_ACTIVITY_:
Would you please return the lines of the material that contain the word "locate"?

───── RECORDS FOR THE EXERCISE ─────

PR #210, opened 2024-06-11
docs: improve the documentation

dcoa:
This PR improves the repository documentation for a better understanding of the eox-tenant plugin.

For the plugin description

>  Plugin for managing multiple tenants (organizations) within a single Open edX instance, replacing the microsites and site configuration features with a more robust multi-tenancy model.

**Proposal** 

➡️ Maintain the settings configuration for the current release. 

- **Simplification**: Find the necessary information without being distracted by details that may no longer be relevant (e.g. Ironwood).
- **Relevance**: Users typically work with recent versions of software. Documenting the latest settings ensures that our documentation is pertinent and useful for most users.
- **Maintenance**:  We lower the risk of outdated information and reduce the effort required to keep the documentation current. (e.g., before Redwood we have that the current configuration works for Juniper, that is not true because the latest version at that moment doesn't support that release). 
- **Accuracy**: During the migration process, we are adding the name of the previous release in the documentation even when the settings are the same, which could lead to unnecessary action for the user.

Also, the packages management like (pypi or npm - use the readme and the latest release to explain the documentation)  if you want to install another version you should select it and that will show you the relevant information for that tag (readme for that version). That behavior is another motivation for this change, showing the information relevant to the version that the user wants to use. 

**Additional information**
[JIRA](https://edunext.atlassian.net/browse/DS-971)

### DIFF
--- a/README.rst
+++ b/README.rst
@@ -1,16 +1,49 @@
-
+==========
 EOX tenant
-----------
-Eox-tenant is a multi-tenancy django app for `edx-platform`_. It is build as an `openedx plugin`_ so even as a django app it will auto install in the larger edx-platform core code once installed in the same python environment.
+==========
+|Maintainance Badge| |Test Badge| |PyPI Badge|
 
-The code is written and maintained by `eduNEXT`_ and it is what we use to support our own multi-tenant services. It was initially created as an extension of the `microsites` and `site_configurations` features of the Open edX platform, but it has grown to completely replace them in order to support more robust multi tenancy model.
+.. |Maintainance Badge| image:: https://img.shields.io/badge/Status-Maintained-brightgreen
+   :alt: Maintainance Status
+.. |Test Badge| image:: https://img.shields.io/github/actions/workflow/status/edunext/eox-tenant/.github%2Fworkflows%2Ftests.yml?label=Test
+   :alt: GitHub Actions Workflow Test Status
+.. |PyPI Badge| image:: https://img.shields.io/pypi/v/eox-tenant?label=PyPI
+   :alt: PyPI - Version
+   
+Eox-tenant is a multi-tenancy Django app for `edx-platform`_. It is built as an `openedx plugin`_ so even as a Django app it will autoinstall in the larger edx-platform core code once installed in the same Python environment.
 
-If you are looking for professional development or support with multi tenancy or multi sites in the Open edX platform, you can reach out at sales@edunext.co
+The code is written and maintained by `edunex`_ and we use it to support our multi-tenant services. It was initially created as an extension of the `microsites` and `site_configurations` features of the Open edX platform, however, it has grown to completely replace them to support a more robust multitenancy model.
+
+If you are looking for professional development or support with multitenancy or multi-sites in the Open edX platform, you can reach out to sales@edunext.co
 
 .. _openedx plugin: https://github.com/edx/edx-platform/tree/master/openedx/core/djangoapps/plugins
 .. _edx-platform: https://github.com/edx/edx-platform/
 .. _eduNEXT: https://www.edunext.co
 
+Installation
+============
+
+#. Add this plugin in your Tutor ``config.yml`` with the ``OPENEDX_EXTRA_PIP_REQUIREMENTS`` setting.
+
+   .. code-block:: yaml
+      
+      OPENEDX_EXTRA_PIP_REQUIREMENTS:
+         - eox-tenant=={{version}}
+         
+#. Save the configuration with ``tutor config save``.
+#. Build an open edx image with ``tutor images build openedx``.
+#. Launch your platform with ``tutor local launch``.
+
+Usage
+=====
+Onece your instance is running you can access the Django admin site and locate the ``EDUNEXT OPENEDX MULTITENANCY`` models.
+
+- Microsites
+- Routes
+- Tenant configs
+- Tenant organizations
+
+ 
 Compatibility Notes
 --------------------
 
@@ -38,7 +71,7 @@ Compatibility Notes
 | Redwood          | >= v11.7.0            |
 +------------------+-----------------------+
 
-**NOTE**: Since 6.2 version, eox-tenant does not support Django 2.2
+**NOTE**: Since the 6.2 version, eox-tenant does not support Django 2.2
 
 The following changes to the plugin settings are necessary. If the release you are looking for is
 not listed, then the accumulation of changes from previous releases is enough.
@@ -132,10 +165,9 @@ From version **1.0.0**\ , middlewares **RedirectionsMiddleware** and **PathRedir
    The table corresponding to the Redirection model will not be deleted but it will be discarded from the Django state
 
 Commands
-########
-
+--------
 Synchronize Organizations
-*************************
+^^^^^^^^^^^^^^^^^^^^^^^^^
 This command will synchronize the course_org_filter values in lms_configs(TenantConfig model) or values(Microsite model) with the TenantOrganization registers, if the organization does not exist, it will be created, otherwise it will be add to the organizations model field.
 
 
@@ -146,15 +178,15 @@ This command will synchronize the course_org_filter values in lms_configs(Tenant
   ./manage.py lms synchronize_organizations --model Microsite # only for Microsite
 
 Create/Edit tenant configuration
-********************************
+^^^^^^^^^^^^^^^^^^^^^^^^^^^^^^^^
 `create_or_update_tenant_config` helps to add or edit ``TenantConfig`` and linked ``Routes`` via command line.
 
 .. code-block:: bash
 
-  # this command will create/edit entry in TenantConfig with external_key lacolhost.com and update its JSONField(s) with passed json content.
+  # This command will create/edit an entry in TenantConfig with external_key lacolhost.com and update its JSONField(s) with passed JSON content.
   ./manage.py lms create_or_update_tenant_config --external-key lacolhost.com --config '{"lms_configs": {"PLATFORM_NAME": "Lacolhost"}, "studio_configs": {"PLATFORM_NAME": "Lacolhost"}}' lacolhost.com studio.lacolhost.com preview.lacolhost.com
 
-  # this command will create/edit entry in TenantConfig with external_key lacolhost.com and update its JSONField(s) with passed json config file content.
+  # This command will create/edit an entry in TenantConfig with external_key lacolhost.com and update its JSONField(s) with passed JSON config file content.
   ./manage.py lms create_or_update_tenant_config --external-key lacolhost.com --config-file /tmp/some.json lacolhost.com studio.lacolhost.com preview.lacolhost.com
 
   # Same as above, but it will override configuration instead of updating it.
@@ -163,14 +195,14 @@ Create/Edit tenant configuration
 Caveats
 -------
 
-- SSO that uses the LMS while authenticating does so with server-to-server communication. Therefore, when the `AvailableScreenMiddleware` gets the current domain, it finds that `lms:8000` as in `SOCIAL_AUTH_EDX_OAUTH2_URL_ROOT` which does not exist, then raises 404 exception. In order to avoid this error, set in your LMS settings file:
+- SSO that uses the LMS while authenticating does so with server-to-server communication. Therefore, when the `AvailableScreenMiddleware` gets the current domain, it finds that `lms:8000` as in `SOCIAL_AUTH_EDX_OAUTH2_URL_ROOT` which does not exist, then raises a 404 exception. To avoid this error, set in your LMS settings file:
 
 .. code-block:: python
 
   SOCIAL_AUTH_EDX_OAUTH2_URL_ROOT = SOCIAL_AUTH_EDX_OAUTH2_PUBLIC_URL_ROOT
 
 How to Contribute
------------------
+=================
 
 Contributions are welcome! See our `CONTRIBUTING`_ file for more
 information – it also contains guidelines for how to maintain high code
--- a/README.rst
+++ b/README.rst
@@ -10,15 +10,11 @@ EOX Tenant
 .. |PyPI Badge| image:: https://img.shields.io/pypi/v/eox-tenant?label=PyPI
    :alt: PyPI - Version
    
-Eox-tenant is a multi-tenancy Django app for `edx-platform`_. It is built as an `openedx plugin`_ so even as a Django app it will be auto-installed in the larger edx-platform core code once is installed in the same Python environment.
-
-The code is written and maintained by `edunext`_ and we use it to support our multi-tenant services. It was initially created as an extension of the `microsites` and `site_configurations` features of the Open edX platform, however, it has grown to completely replace them to support a more robust multitenancy model.
+Eox-tenant is a plugin for `Open edX`_, and part of the Edunext Open Extensions (aka EOX), that replaces the microsites and site_configurations features, offering a more robust multi-tenancy model.
 
 If you are looking for professional development or support with multitenancy or multi-sites in the Open edX platform, you can reach out to sales@edunext.co
 
-.. _openedx plugin: https://github.com/openedx/edx-platform/tree/master/openedx/core/djangoapps/plugins
-.. _edx-platform: https://github.com/openedx/edx-platform/
-.. _eduNEXT: https://www.edunext.co
+.. _Open edX: https://github.com/openedx/edx-platform/
 
 Installation
 ============
@@ -31,8 +27,7 @@ Installation
          - eox-tenant=={{version}}
          
 #. Save the configuration with ``tutor config save``.
-#. Build an open edx image with ``tutor images build openedx``.
-#. Launch your platform with ``tutor local launch``.
+#. Build the image and launch your platform with ``tutor local launch``.
 
 Usage
 =====
@@ -45,7 +40,7 @@ Once your instance is running, you can access the Django admin site and locate t
 - **Tenant organizations:** Link each organization with one or multiple tenants.
 
 Add ``EDNX_USE_SIGNAL = True`` in each microsite/tenant that wants to use the plugin. 
- 
+
 Compatibility Notes
 --------------------
 
@@ -73,7 +68,7 @@ Compatibility Notes
 | Redwood          | >= v11.7.0            |
 +------------------+-----------------------+
 
-**NOTE**: Since the 6.2 version, eox-tenant does not support Django 2.2
+⚠️ Since the 6.2 version, eox-tenant does not support Django 2.2
 
 The plugin is configured for the latest release (Quince). The following changes in the plugin settings should be applied to be used for previous releases.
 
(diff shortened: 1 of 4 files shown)


README.rst
```diff
@@ -1,104 +1,138 @@
...
 
-The code is written and maintained by `eduNEXT`_ and it is what we use to support our own multi-tenant services. It was initially created as an extension of the `microsites` and `site_configurations` features of the Open edX platform, but it has grown to completely replace them in order to support more robust multi tenancy model.
+The code is written and maintained by `edunext`_ and we use it to support our multi-tenant services. It was initially created as an extension of the `microsites` and `site_configurations` features of the Open edX platform, however, it has grown to completely replace them to support a more robust multitenancy model.
 
-If you are looking for professional development or support with multi tenancy or multi sites in the Open edX platform, you can reach out at sales@edunext.co
+If you are looking for professional development or support with multitenancy or multi-sites in the Open edX platform, you can reach out to sales@edunext.co
 
 .. _openedx plugin: https://github.com/edx/edx-platform/tree/master/openedx/core/djangoapps/plugins
 .. _edx-platform: https://github.com/edx/edx-platform/
```
BryanttV, line 20:
```suggestion
.. _edx-platform: https://github.com/openedx/edx-platform/
```

README.rst
```diff
@@ -1,104 +1,138 @@
...
 
-The code is written and maintained by `eduNEXT`_ and it is what we use to support our own multi-tenant services. It was initially created as an extension of the `microsites` and `site_configurations` features of the Open edX platform, but it has grown to completely replace them in order to support more robust multi tenancy model.
+The code is written and maintained by `edunext`_ and we use it to support our multi-tenant services. It was initially created as an extension of the `microsites` and `site_configurations` features of the Open edX platform, however, it has grown to completely replace them to support a more robust multitenancy model.
 
-If you are looking for professional development or support with multi tenancy or multi sites in the Open edX platform, you can reach out at sales@edunext.co
+If you are looking for professional development or support with multitenancy or multi-sites in the Open edX platform, you can reach out to sales@edunext.co
 
 .. _openedx plugin: https://github.com/edx/edx-platform/tree/master/openedx/core/djangoapps/plugins
```
BryanttV, line 19: I think this would be the link: https://github.com/openedx/edx-django-utils/tree/master/edx_django_utils/plugins

README.rst
```diff
@@ -121,57 +155,34 @@ From version **1.0.0**\ , middlewares **RedirectionsMiddleware** and **PathRedir
...
 Contributions are welcome! See our `CONTRIBUTING`_ file for more
 information – it also contains guidelines for how to maintain high code
 quality, which will make your contribution more likely to be accepted.
 
 .. _CONTRIBUTING: https://github.com/eduNEXT/eox-tenant/blob/master/CONTRIBUTING.rst
+
+License
+=======
+
+This project is licensed under the AGPL-3.0 License. See the LICENSE file for details.
```
BryanttV, line 188:
```suggestion
This project is licensed under the AGPL-3.0 License. See the `LICENSE.txt <LICENSE.txt>`_ for details.
```

README.rst
mariajgrimaldi: The openedx plugin should also point to opened

README.rst
```diff
@@ -1,104 +1,138 @@
...
+.. |Test Badge| image:: https://img.shields.io/github/actions/workflow/status/edunext/eox-tenant/.github%2Fworkflows%2Ftests.yml?label=Test
+   :alt: GitHub Actions Workflow Test Status
+.. |PyPI Badge| image:: https://img.shields.io/pypi/v/eox-tenant?label=PyPI
+   :alt: PyPI - Version
+   
+Eox-tenant is a multi-tenancy Django app for `edx-platform`_. It is built as an `openedx plugin`_ so even as a Django app it will be auto-installed in the larger edx-platform core code once is installed in the same Python environment.
+
+The code is written and maintained by `edunext`_ and we use it to support our multi-tenant services. It was initially created as an extension of the `microsites` and `site_configurations` features of the Open edX platform, however, it has grown to completely replace them to support a more robust multitenancy model.
+
+If you are looking for professional development or support with multitenancy or multi-sites in the Open edX platform, you can reach out to sales@edunext.co
```
mariajgrimaldi, line 17: Can this be rewritten? It could use an update. Mainly I don't think we need to explain what a django plugin is.

README.rst
```diff
@@ -1,104 +1,138 @@
...
 
-If you are looking for professional development or support with multi tenancy or multi sites in the Open edX platform, you can reach out at sales@edunext.co
+   .. code-block:: yaml
+      
+      OPENEDX_EXTRA_PIP_REQUIREMENTS:
+         - eox-tenant=={{version}}
+         
+#. Save the configuration with ``tutor config save``.
+#. Build an open edx image with ``tutor images build openedx``.
+#. Launch your platform with ``tutor local launch``.
```
mariajgrimaldi, line 35: Doesn't `tutor local launch` already builds the image? Or is it just in dev environments? I'm not sure.

README.rst
```diff
@@ -1,104 +1,138 @@
...
-**NOTE**: Since 6.2 version, eox-tenant does not support Django 2.2
-
-The following changes to the plugin settings are necessary. If the release you are looking for is
-not listed, then the accumulation of changes from previous releases is enough.
-
-**Ironwood**
+- **Microsites:** Store the microsite configuration.
+- **Routes:** Configure the URL for a tenant.
+- **Tenant configs:** Store the configuration for each tenant.
+- **Tenant organizations:** Link each organization with one or multiple tenants.
```
mariajgrimaldi, line 45: what's the difference between microsites and tenant configs? Is the microsites model still in use?

README.rst
```diff
@@ -1,104 +1,138 @@
...
+| Palm             | >= v10.0.0     |
++------------------+----------------+
+| Quince           | >= v11.0.0     |
++------------------+----------------+
+
+**NOTE**: Since the 6.2 version, eox-tenant does not support Django 2.2
+
+The plugin is configured for the latest release (Quince). The following changes in the plugin settings should be applied to be used for previous releases.
+
+If the release you are looking for is not listed, the actual configuration is sufficient or it is incompatible with the current eox-tenant version.
```
mariajgrimaldi, line 78: I thought that if wasn't not listed, it's not supported. In what case does the other scenario happen?

README.rst
```diff
@@ -1,104 +1,138 @@
...
 
-  GET_OAUTH_DISPATCH_BACKEND: 'eox_tenant.edxapp_wrapper.backends.oauth_dispatch_j_v1'
+  EOX_TENANT_EDX_AUTH_BACKEND = "eox_tenant.edxapp_wrapper.backends.edx_auth_i_v1"
+
+Those settings can be changed in ``eox_tenant/settings/common.py`` or, for example, in the instance settings.
 
-**Koa (optional)**
+**NOTE**
 
+For version > 10.0.0 you need to enable eox-tenant adding in the LMS configuration:
```
mariajgrimaldi, line 92:
```suggestion
ℹ️ For version > 10.0.0 you need to enable eox-tenant adding in the LMS configuration:
```

README.rst
```diff
@@ -1,104 +1,138 @@
...
 
 .. code-block:: yaml
 
-  GET_OAUTH_DISPATCH_BACKEND: 'eox_tenant.edxapp_wrapper.backends.oauth_dispatch_j_v1'
+  EOX_TENANT_EDX_AUTH_BACKEND = "eox_tenant.edxapp_wrapper.backends.edx_auth_i_v1"
+
+Those settings can be changed in ``eox_tenant/settings/common.py`` or, for example, in the instance settings.
 
-**Koa (optional)**
+**NOTE**
```
mariajgrimaldi, line 90:
```suggestion
```
In favor of an icon: ℹ️ ?

README.rst
```diff
@@ -1,104 +1,138 @@
...
+| Nutmeg           | >= 6.2         |
++------------------+----------------+
+| Olive            | >= 8.0         |
++------------------+----------------+
+| Palm             | >= v10.0.0     |
++------------------+----------------+
+| Quince           | >= v11.0.0     |
++------------------+----------------+
+
+**NOTE**: Since the 6.2 version, eox-tenant does not support Django 2.2
```
mariajgrimaldi, line 74:
```suggestion
⚠️ The plugin does not support Django 2.2 version ``v6.2.x``.
```

mariajgrimaldi (changes requested):

README.rst
dcoa: You're right

README.rst
dcoa: We use the tenant model but the microsite is still not deprecated

README.rst
dcoa: Please take in mind, that I removed all previous version modifications and listed only the latest (that is why the paragraph mentions the _**the current eox-tenant version**_) to make emphasis (from now and the subsequent releases) the real support for each release, and limit the configuration changes, I mean:

The actual description says 

> If the release you are looking for is not listed, then the accumulation of changes from previous releases is enough.

If I check the changes from Koa to Maple (in the [master branch readme](https://github.com/eduNEXT/eox-tenant/blob/master/README.rst?plain=1#L41)) those are the same, so I'm not accumulating changes, I'm explicitly telling which backends use.

I think using that expression could be confusing, how many previous releases are useful for the accumulation of changes?

README.rst
dcoa: The icon is not supported by .rst so I'm using 🚨 instead.

mariajgrimaldi (dismissed):

README.rst
mariajgrimaldi: Mmm, I get it now that you explained it. Back when I left the comment, I was thinking about the ambiguity of "or the configuration is enough or is not supported." How do I know?

Still, this is a non-blocking comment.

README.rst
```diff
@@ -1,104 +1,136 @@
...
+| Olive            | >= 8.0         |
++------------------+----------------+
+| Palm             | >= v10.0.0     |
++------------------+----------------+
+| Quince           | >= v11.0.0     |
++------------------+----------------+
+
+⚠️ Since the 6.2 version, eox-tenant does not support Django 2.2
+
+The plugin is configured for the latest release (Quince). The following changes in the plugin settings should be applied to be used for previous releases.
```
magajh, line 71:
```suggestion
The plugin is configured for the latest release (Redwood). The following changes in the plugin settings should be applied to be used for previous releases.
```

README.rst
```diff
@@ -1,104 +1,136 @@
...
+
+If the release you are looking for is not listed, the actual configuration is sufficient or it is incompatible with the current eox-tenant version.
```
magajh, line 73: This phrase can be improved for better understanding
```suggestion
If the release you are looking for is not listed, then either the current configuration is sufficient, or the release is incompatible with the current eox-tenant version.
```

README.rst
magajh: @dcoa why are we removing the listed settings for the previous releases and only keeping the latest? 
Could you please explain this decision and the reasoning behind it in the cover letter?

magajh (changes requested):

README.rst
magajh: @dcoa even with these improvements, I'm honestly still having a hard time trying to understand what you explained in the comments and the purpose of this phrase

We can easily check if a release is compatible or not thanks to the [table](https://github.com/eduNEXT/eox-tenant/pull/210/files#diff-7b3ed02bc73dc06b7db906cf97aa91dec2b2eb21f2d92bc5caa761df5bbc168fR48), right? should we specify this here? something like:  _or the release is incompatible with the current eox-tenant version (please refer to the table for compatibillity)._

README.rst
dcoa: @magajh I will explain that here and modify the other repositories once we agree on the best way to write this section.

magajh:
> Proposal
> 
> ➡️ Maintain the settings configuration for the current release.
> 
>  - Simplification: Find the necessary information without being distracted by details that may no longer be relevant (e.g. Ironwood).
>  - Relevance: Users typically work with recent versions of software. Documenting the latest settings ensures that our documentation is pertinent and useful for most users.
>  - Maintenance: We lower the risk of outdated information and reduce the effort required to keep the documentation current. (e.g., before Redwood we have that the current configuration works for Juniper, that is not true because the latest version at that moment doesn't support that release).
>  - Accuracy: During the migration process, we are adding the name of the previous release in the documentation even when the settings are the same, which could lead to unnecessary action for the user.
> 
> Also, the packages management like (pypi or npm - use the readme and the latest release to explain the documentation) if you want to install another version you should select it and that will show you the relevant information for that tag (readme for that version). That behavior is another motivation for this change, showing the information relevant to the version that the user wants to use.

Hi @dcoa,

Thank you for the detailed explanation in the PR description regarding the removal of configurations for previous Open edX releases. Your points about simplification, relevance, maintenance, and accuracy are well noted.

However, I have a few thoughts:

1. If we are including an Open edX named version in the compatibility table, I think we should keep documentation of the settings necessary for successfully using this plugin with that version. That's why I'm not entirely convinced about removing all previous settings.

2. If we are going to direct users to check the release notes, we need to ensure we consistently include the settings for the supported Open edX versions in the release notes of a new eox-core version, or at least when there are breaking changes requiring updates in the settings for a specific release version. This should be documented in our [release strategy](https://github.com/eduNEXT/edunext-internal-documentation/pull/194)

I think it's a good idea to include this information in the release notes from now on. Maybe we could keep the currently listed settings configurations in a document on RTD and just provide a link to it in this README so users can check it if needed?

README.rst
Alec4r: I agree, since the table defines the range of versions supported by a release,

Alec4r:
> > Proposal
> > ➡️ Maintain the settings configuration for the current release.
> > 
> > * Simplification: Find the necessary information without being distracted by details that may no longer be relevant (e.g. Ironwood).
> > * Relevance: Users typically work with recent versions of software. Documenting the latest settings ensures that our documentation is pertinent and useful for most users.
> > * Maintenance: We lower the risk of outdated information and reduce the effort required to keep the documentation current. (e.g., before Redwood we have that the current configuration works for Juniper, that is not true because the latest version at that moment doesn't support that release).
> > * Accuracy: During the migration process, we are adding the name of the previous release in the documentation even when the settings are the same, which could lead to unnecessary action for the user.
> > 
> > Also, the packages management like (pypi or npm - use the readme and the latest release to explain the documentation) if you want to install another version you should select it and that will show you the relevant information for that tag (readme for that version). That behavior is another motivation for this change, showing the information relevant to the version that the user wants to use.
> 
> Hi @dcoa,
> 
> Thank you for the detailed explanation in the PR description regarding the removal of setting configurations for previous Open edX releases. Your points about simplification, relevance, maintenance, and accuracy are well noted.
> 
> However, I have a few thoughts:
> 
>     1. If we are including an Open edX named version in the compatibility table, I think we should keep documentation of the settings necessary for successfully using this plugin with that version. That's why I'm not entirely convinced about removing all previous settings.
> 
>     2. If we are going to direct users to check the release notes, we need to ensure we consistently include the setting config for the supported Open edX versions in the release notes of a new eox-core version, or at least when there are breaking changes requiring updates in the configuration for a specific named version. This should be documented in our [release strategy](https://github.com/eduNEXT/edunext-internal-documentation/pull/194)
> 
> 
> I think it's a good idea to include this information in the release notes from now on. Maybe we could keep the currently listed settings configurations in a document on RTD and just provide a link to it in this README so users can check it if needed?

Hi,

I have been thinking about just adding the link to the tag/documentation should be enough: e.g: https://github.com/eduNEXT/eox-tenant/blob/v6.2.0/README.rst, at least for releases that are not compatible with the current version.

Because if the table show that nutmeg is compatible with versions greater than or equal to 6.2, it means the latest version 11.7.0 is compatible also.

Its assumed that a version is compatible by default if the user doesn't have to change any setting, if the user has to do something, we should add it to our docs.

However, remember that we have "contract" to support the previous release and current release, if a release is 2 version before the current, we could try but is not mandatory.

dcoa:
*To clarify, I will use “version” to talk about eox-tenant and release to refer to Open edX.*

I'm not 100% sure if I caught your concerns but those are my thoughts:

@Alec4r, the contract is still maintained, this repository is a good example of it, the changes for Maple, which is the oldest release supported for 11.x, are listed. Nutmeg, Palm, and Olive are not listed because they use the same configuration as Quince does. 

I was thinking of the major release (for the settings list), and the paragraph description does not explain that, sorry for that.

> Maybe we could keep the currently listed settings configurations in a document on RTD and just provide a link to it in this README so users can check it if needed?

@magajh, I'm not against this idea, even at some point we have to do that because of the length that section would have in the future.

The compatibility notes table should exist as it is because that gives us an idea of which version to install for each Open edX release, we agree about that. However from my point of view the usage section should describe the information for the eox-tenant version that is displayed. If the user wants to use version 6.x, they can visit that tag and the readme gives the corresponding settings.

Let's use Django documentation as an example, when you open it, the latest release (5.0) is displayed if you are using a previous one, you should select the version, that changes the documentation. (I think is the same but inside GitHub).

Of course, the most important here is to have documentation useful for anyone and you have a better understanding of what is necessary, I'm open to making any relevant changes. 😁

README.rst
magajh, line 73: What do you think about adding something like:
```suggestion
If the release you are looking for is not listed, please note:
- If the Open edX release is compatible with the current eox-tenant version (see `Compatibility Notes <https://github.com/eduNEXT/eox-tenant?tab=readme-ov-file#compatibility-notes>`_), the default configuration is sufficient.
- If incompatible, you can refer to the README from the relevant version tag for configuration details (e.g., `v6.2.0 README <https://github.com/eduNEXT/eox-tenant/blob/v6.2.0/README.rst>`_).
```
this way we can explain to the user what to do if the release is not compatible

magajh (approved):
@dcoa @Alec4r thank you both for your comments!

@dcoa I agree that this README is good as it is. I don't think we need to make any more changes, except for one suggestion in the section where we explain what happens if the version the user wants is not listed, for better understanding.

Please ping me if you need my approval again.

magajh (dismissed):

README.rst
```diff
@@ -1,106 +1,139 @@
...
+Those settings can be changed in ``eox_tenant/settings/common.py`` or, for example, in the instance settings.
+
+🚨 If the release you are looking for is not listed, please note:
 
-**Juniper**
+- If the Open edX release is compatible with the current eox-tenant version (see `Compatibility Notes <https://github.com/eduNEXT/eox-tenant?tab=readme-ov-file#compatibility-notes>`_), the default configuration is sufficient.
+- If incompatible, you can refer to the README from the relevant version tag for configuration details (e.g., `v6.2.0 README <https://github.com/eduNEXT/eox-tenant/blob/v6.2.0/README.rst>`_).
 
-For version >= 3.4
+🚨 For version > 10.0.0 you need to enable eox-tenant adding in the LMS configuration:
```
BryanttV, line 90: Just one last comment. I'll be on the lookout to approve the PR
```suggestion
🚨 For version < 10.0.0 you need to enable eox-tenant adding in the LMS configuration:
```

dcoa: 😱 Good catch thank you @BryanttV !!

BryanttV (approved):
LGTM!

magajh (approved):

─────

_ANSWER_:
+Onece your instance is running you can access the Django admin site and locate the ``EDUNEXT OPENEDX MULTITENANCY`` models.
@@ -45,7 +40,7 @@ Once your instance is running, you can access the Django admin site and locate t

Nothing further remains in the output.